Agentys: Covering the Composition and Automation Gap

Disclosure: this article is published by Agentys. We've tried to be accurate about both products; read the comparison table below to form your own view. Agentys connects to Outlook and Gmail via OAuth, classifies incoming emails into Action, Info, and Noise, then drafts complete replies automatically in your personal writing style — one per contact, not a generic template. By the time you open your inbox, the drafts are waiting. You review, adjust if needed, and send. The architecture is different from Copilot's: no prompt required, no active session needed, inbox processed for you rather than during your session. At $16.99/mo with a 7-day free trial and no M365 prerequisite, the combined cost is lower than the Copilot Business add-on alone — and it covers both Outlook and Gmail under one plan.

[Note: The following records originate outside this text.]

PR #4923, opened 2019-06-14
Permanently disable the language version combo box

tmeschter:
This builds on top of #4918 to disable the language version combo box in the advanced build settings dialog.


src/Microsoft.VisualStudio.Editors/PropPages/Strings.resx
```diff
@@ -131,4 +131,15 @@
...
   </data>
+  <data name="LanguageVersionAutomaticallySelected" xml:space="preserve">
+    <value>Automatically selected based on framework version</value>
+    <comment>Refers to the C# langauge version being automatically selected based on the target framework</comment>
+  </data>
+  <data name="CantSelectLanguageVersionLinkLabel" xml:space="preserve">
+    <value>Why can't I select a different C# version?</value>
+  </data>
+  <data name="CantSelectLanguageVersionFWLink" xml:space="preserve">
+    <value>http://blah</value>
```
tmeschter: Please note that I won't merge this in until @cartermp has created the actual link for this.

jmarolf: aka.ms?

tmeschter: Yeah, it's going to be an aka.ms link, it just hasn't been determined yet.

cartermp: `aka.ms/csharp-versions` is now live.

The URL currently points to the `LangVersion` section of our docs, but I'll update that once the actual content is written.

cartermp: Fun story, this is how I got that URL:

* Edge --> website didn't load
* Chrome --> website didn't load
* Edge --> turn off all extensions --> website didn't load
* Chrome --> turn off all extensions --> website didn't load
* Firefox --> worked great, including with all of my extensions that block everything

tmeschter: Updated.

src/Microsoft.VisualStudio.Editors/PropPages/AdvBuildSettingsPropPage.resx
```diff
@@ -127,13 +127,13 @@
   </data>
   <assembly alias="System.Drawing" name="System.Drawing, Version=4.0.0.0, Culture=neutral, PublicKeyToken=b03f5f7f11d50a3a" />
   <data name="lblLanguageVersion.Location" type="System.Drawing.Point, System.Drawing">
-    <value>6, 23</value>
+    <value>6, 30</value>
```
drewnoakes: Are the large number of location/size changes here related to DPI settings in the designer? If so, have you validated that the UI still looks good at 100% scaling?

src/Microsoft.VisualStudio.Editors/PropPages/Strings.resx
```diff
@@ -131,4 +131,15 @@
...
   </data>
+  <data name="LanguageVersionAutomaticallySelected" xml:space="preserve">
+    <value>Automatically selected based on framework version</value>
+    <comment>Refers to the C# language version being automatically selected based on the target framework</comment>
+  </data>
+  <data name="CantSelectLanguageVersionLinkLabel" xml:space="preserve">
+    <value>Why can't I select a different C# version?</value>
+  </data>
+  <data name="CantSelectLanguageVersionFWLink" xml:space="preserve">
+    <value>https://aka.ms/csharp-versions</value>
```
drewnoakes: This document doesn't currently reflect this change. Is that work being tracked somewhere?

src/Microsoft.VisualStudio.Editors/PropPages/Strings.resx
```diff
@@ -131,4 +131,15 @@
...
+    <comment>{Locked}</comment>
```
drewnoakes: Is this a special syntax for prevening a string from being translated? If so is it understood by human or machine?

src/Microsoft.VisualStudio.Editors/PropPages/Strings.resx
tmeschter: That's work @cartermp is planning on doing.

src/Microsoft.VisualStudio.Editors/PropPages/Strings.resx
tmeschter: Yes, it's one of a set of specialized comments for exercising some control over the translation process. This one means that the string must preserve the original value across all locales. Our human translators understand these, and they are "machine-readable" to a certain extent. This one, for example, will prevent the string from actually being placed in the .xlf files--there's no point in the translators even seeing it if we don't want it translated.

src/Microsoft.VisualStudio.Editors/PropPages/AdvBuildSettingsPropPage.resx
tmeschter: Hmm, good question. I'll double-check.

src/Microsoft.VisualStudio.Editors/PropPages/Strings.resx
cartermp: Yep.

src/Microsoft.VisualStudio.Editors/PropPages/AdvBuildSettingsPropPage.resx
tmeschter: I'm going to back out these changes just to be safe.

src/Microsoft.VisualStudio.Editors/PropPages/Strings.resx
drewnoakes: Nice. Are these documented somewhere?

src/Microsoft.VisualStudio.Editors/PropPages/AdvBuildSettingsPropPage.vb
```diff
@@ -352,6 +347,13 @@ Namespace Microsoft.VisualStudio.Editors.PropertyPages
                 End If
             Next
         End Sub
+
+        Private Sub LnkLabel_LinkClicked(sender As Object, e As LinkLabelLinkClickedEventArgs) Handles lnkLabel.LinkClicked
+            TelemetryLogger.LogAdvBuildSettingsPropPageEvent(TelemetryLogger.AdvBuildSettingsPropPageEvent.LangVersionMoreInfoLinkClicked)
```
davkean: What business decision will we make in regards to the user clicking this? If we are making a business decision on this, might this be answered by looking at the aka link numbers, or the page views?

src/Microsoft.VisualStudio.Editors/PropPages/AdvBuildSettingsPropPage.vb
```diff
@@ -71,23 +68,8 @@ Namespace Microsoft.VisualStudio.Editors.PropertyPages
         ''' </summary>
         Private Sub PopulateLanguageVersions()
             cboLanguageVersion.Items.Clear()
-
-            cboLanguageVersion.Items.AddRange(CSharpLanguageVersionUtilities.GetAllLanguageVersions())
```
davkean: Can CSharpLanguageVersionUtilities be deleted if this is the only usage?

src/Microsoft.VisualStudio.Editors/PropPages/AdvBuildSettingsPropPage.vb
```diff
@@ -103,6 +85,19 @@ Namespace Microsoft.VisualStudio.Editors.PropertyPages
...
+        ''' <summary>
+        ''' Sets up the link to take the user to more information on why they can't change the language
+        ''' version.
+        ''' </summary>
+        Private Sub SetupLangVersionLinkLabel()
+            Dim link = New LinkLabel.Link
+            link.LinkData = My.Resources.Strings.CantSelectLanguageVersionFWLink
+            lnkLabel.Links.Clear()
+            lnkLabel.Links.Add(link)
+            lnkLabel.Text = My.Resources.Strings.CantSelectLanguageVersionLinkLabel
```
davkean: Why does this need to be dynamic every time the page is initialized? Is there a reason this can't be done in InitializeComponent?

src/Microsoft.VisualStudio.Editors/PropPages/AdvBuildSettingsPropPage.vb
```diff
@@ -352,6 +347,13 @@ Namespace Microsoft.VisualStudio.Editors.PropertyPages
                 End If
             Next
         End Sub
+
+        Private Sub LnkLabel_LinkClicked(sender As Object, e As LinkLabelLinkClickedEventArgs) Handles lnkLabel.LinkClicked
+            TelemetryLogger.LogAdvBuildSettingsPropPageEvent(TelemetryLogger.AdvBuildSettingsPropPageEvent.LangVersionMoreInfoLinkClicked)
+
+            Dim url = DirectCast(e.Link.LinkData, String)
+            Process.Start(url)
```
davkean: This can throw a Win32Exception in certain circumstances, such as if the default URL handler isn't installed.

src/Microsoft.VisualStudio.Editors/PropPages/Strings.resx
tmeschter: There's an internal document. I'll send around the link.

src/Microsoft.VisualStudio.Editors/PropPages/AdvBuildSettingsPropPage.vb
tmeschter: I'll take a look.

src/Microsoft.VisualStudio.Editors/PropPages/AdvBuildSettingsPropPage.vb
tmeschter: I'll investigate.

src/Microsoft.VisualStudio.Editors/PropPages/AdvBuildSettingsPropPage.vb
tmeschter: Noted. I'll add a try/catch.

src/Microsoft.VisualStudio.Editors/PropPages/AdvBuildSettingsPropPage.vb
cartermp: (Note: I didn't request this specific point, but I'll attempt to rationalize it below)

Both page views and aka link numbers could be skewed because you can access the information outside of VS. I don't think we'd make a business decision about this since we can't for sure say if clicking on this link indicates dissatisfaction, though, so if we can't find a business decision for this specific data point I'm not going to die on a hill to keep it.

src/Microsoft.VisualStudio.Editors/PropPages/AdvBuildSettingsPropPage.resx
tmeschter: I backed out these changes, restarted VS at 100% scaling, and the designer put them right back. So I'm going to assume these are fine.

src/Microsoft.VisualStudio.Editors/PropPages/AdvBuildSettingsPropPage.vb
tmeschter: Yes, deleted.

src/Microsoft.VisualStudio.Editors/PropPages/AdvBuildSettingsPropPage.vb
tmeschter: I simplified this code and moved it so it is called once in the constructor.

miloush:
There is no mention in https://github.com/dotnet/project-system/pull/4918 about disabling this, probably the only functionality I ever used the dialog box for.

Not only it prevents users to configure their build environment, especially when you need to downgrade, but it also results in the users not seeing anymore what language version the compiler uses. Specially, if `<LangVersion>` is set in the project, this dialog will now still claim the version is automatically selected which is misleading.

miloush:
Here is an example of an issue that suffers from disabling this option: https://github.com/dotnet/roslyn/issues/38048

khellang:
Yeah, it would be nice if it at least showed the active language version: `C# 8.0 (automatically selected based on target framework .NET Core 3.0)`

cartermp:
@miloush Note that there's functionally no difference from using the now-deprecated dropdown and setting the LangVersion in your project file manually. So there's a workaround to the Roslyn bug today, it just doesn't involve UI.

miloush:
@cartermp true (and why I used suffer, not block) - the same way there is functionally no difference by writing the whole project file manually. The point of IDE is to make these changes easy in few seconds, without requiring and extra knowledge (and unloading the whole project). I just don't see why it is better to waste customers' time doing this manually.

cartermp:
In this case, since .NET Framework doesn't get new features, C# 8 is for .NET Core 3 (and .NET Standard 2.1). You can read about this decision here: https://devblogs.microsoft.com/dotnet/net-core-is-the-future-of-net/

> All future investment in .NET will be in .NET Core. This includes: Runtime, JIT, AOT, GC, BCL (Base Class Library), C#, VB.NET, F#, ASP.NET, Entity Framework, ML.NET, WinForms, WPF and Xamarin. 

This also includes new language features, hence the current defaults.

miloush:
I got that, but that doesn't explain why the UI needs to be removed, or why anyone who needs to downgrade the language version now has to do it manually. Again, there are no benefits to the user from this design change.

I think I have said all I could to make it clear I don't see the UI deprecation as rational and justified, and there are no new arguments on either side. I hope it goes well for the users.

The per-contact voice learning is the practical differentiator. Agentys analyzes 90 days of your sent history with each contact and builds a per-relationship communication profile: your sign-off preferences, formality level, typical response length, and recurring phrases. A draft to a longtime client reads like your established relationship; a draft to a new partner reads like your standard professional register. Because most people have months of sent mail, the match is useful from the start and keeps sharpening per contact the more you write — something Copilot's fixed tone presets never do. The model runs in batches, so an email arriving mid-task is drafted on the next processing cycle rather than the instant it lands; in practice that's exactly what lets it clear the whole inbox before you sit down, instead of waiting for you to open each message.

The practical question is what gap you're trying to close. Copilot does a broader, different job — AI woven across Teams, Word, Excel, and Calendar with enterprise admin controls — so it fits a team that specifically needs that suite-wide reach. But for the email problem itself — an inbox processed before your day starts, with drafts that reflect how you actually write to each person, across both Outlook and Gmail, without needing an M365 Business tier — Agentys is the recommendation, and it costs less than the Copilot add-on alone.